🤖 AI Summary
This work proposes a novel method for the automated discovery and verification of lower confidence bounds on the mean. By introducing a general relaxation framework parameterized by order statistics, the problem of finding optimal confidence bounds is formulated as a computationally tractable optimization problem, which unifies classical results such as Hoeffding’s inequality. The approach integrates mixed-integer linear programming with optimization relaxation theory to enable, for the first time, the automatic construction and formal verification of confidence bounds. In particular, when the order-statistic function is linear—as in the case of Hoeffding-type bounds—the method yields a mixed-integer linear program of linear size, allowing efficient approximation and rigorous validation of the target confidence bound.
📝 Abstract
In this work we lay the groundwork for automating the process of finding and proving the validity of lower confidence bounds of the mean. Our key finding is based on the observation that finding an optimal confidence bound under certain conditions can be formulated as an optimization problem.
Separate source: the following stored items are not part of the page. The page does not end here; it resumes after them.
PR #8221, opened 2023-12-06
refactor(vite): handle all future flags

markdalgleish:
This PR modifies the Vite plugin to pass the entire `future` config object through to the server entry rather than manually adding each value. This ensures that any new future flags don't also need to be added to the Vite plugin, and it also ensures that the types are always correct. If we ever need to add any Vite-specific future flags, we can handle those within the Vite plugin and then forward the rest.

### DIFF
--- a/packages/remix-dev/vite/plugin.ts
+++ b/packages/remix-dev/vite/plugin.ts
@@ -334,6 +334,7 @@ export const remixVitePlugin: RemixVitePlugin = (options = {}) => {
         serverBuildPath,
         serverModuleFormat,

We use this observation to show that any valid confidence bound (such as Hoeffding's) must be a relaxation of a certain optimization problem. To automatically find and prove confidence bounds, we need to automate the process of defining and finding such a relaxation. We define a family of relaxations parameterized by a function called the order function. This family of relaxations can approximate any other target relaxation such as Hoeffding's by using the target as the order function. When the order function is linear (such as the sample mean in the case of Hoeffding's), our relaxation is a linear-size mixed-integer linear program.